I've been enjoying walking with some of you on my daily "walk the mom".  Please keep letting me know if you are free for that.  Before 9 a.m., or lunch, or in the evening are the best times. 

You also have been so awesome to say, can we talk about your junk for 10 minutes and be done with it?  Then I get to hear about your lives/families and how I can lift you in prayer and it makes my heart happy and I feel so normal in those moments, so thank you all for being so great about honoring my heart on that.  I LOVE doing life alongside you all. 

I suppose that's it for now.  Enjoy your beautiful fall days, your families, your health no matter the degree of it, and your life, as we have been also.  Because that's what we're doing and we think it's a great plan. 


Get all the advice and instruction you can, so you will be wise the rest of your life.
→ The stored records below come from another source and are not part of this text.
PR #1399, opened 2019-08-15
Add NYC code coverage report

LucianBuzzo:
After running tests, a code coverage report can be found at ./coverage/lcov-report/index.html

Change-type: patch

Resolves: # 
See: <url> 
Depends-on: <url> 

---
##### Contributor checklist


package.json
```diff
@@ -186,6 +186,7 @@
     "moment-duration-format": "^2.2.2",
     "mz": "^2.7.0",
     "node-cleanup": "^2.1.2",
+    "nyc": "^14.1.1",
```
pdcastro: Should this be under "devDependencies" instead of "dependencies"? (In which case, `npm-shrinkwrap.json` would also need to be regenerated.)

LucianBuzzo: Ah yes, good catch @pdcastro

LucianBuzzo:
@balena-ci retest

LucianBuzzo:
@balena-ci retest

LucianBuzzo:
@balena-ci retest

pdcastro:
> By the way, another form of testing that we need to look at is the testing of the "built assets", especially the pkg / standalone binary (which bundles Node.js with node_modules in a single binary file). I find myself manually testing built packages quite often...

Coincidentally, I've just fixed a pkg-related bug (reported by a CLI user in #1419) and I've added one ad-hoc test based on the `balena version -j` command: PR #1423.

You can make many plans, but the LORD's purpose will prevail.
Proverbs 19:20-21

1 comment:

  1. Sweet Ro, so thoughtful of you to update! I wondered how I might come alongside you in this journey and it seems prayer and encouragement. I am delighted you are blessed with so many people pouring into your life. That's a reflection of how God has allowed you to pour Him into theirs. I continue to lift you to the Father several times a day. Right now, please pray for Paul (and family), who needs a serious dose of God's peace (that's all I can say now, God knows the details). Thank you for your prayers for our church. Things are going along great!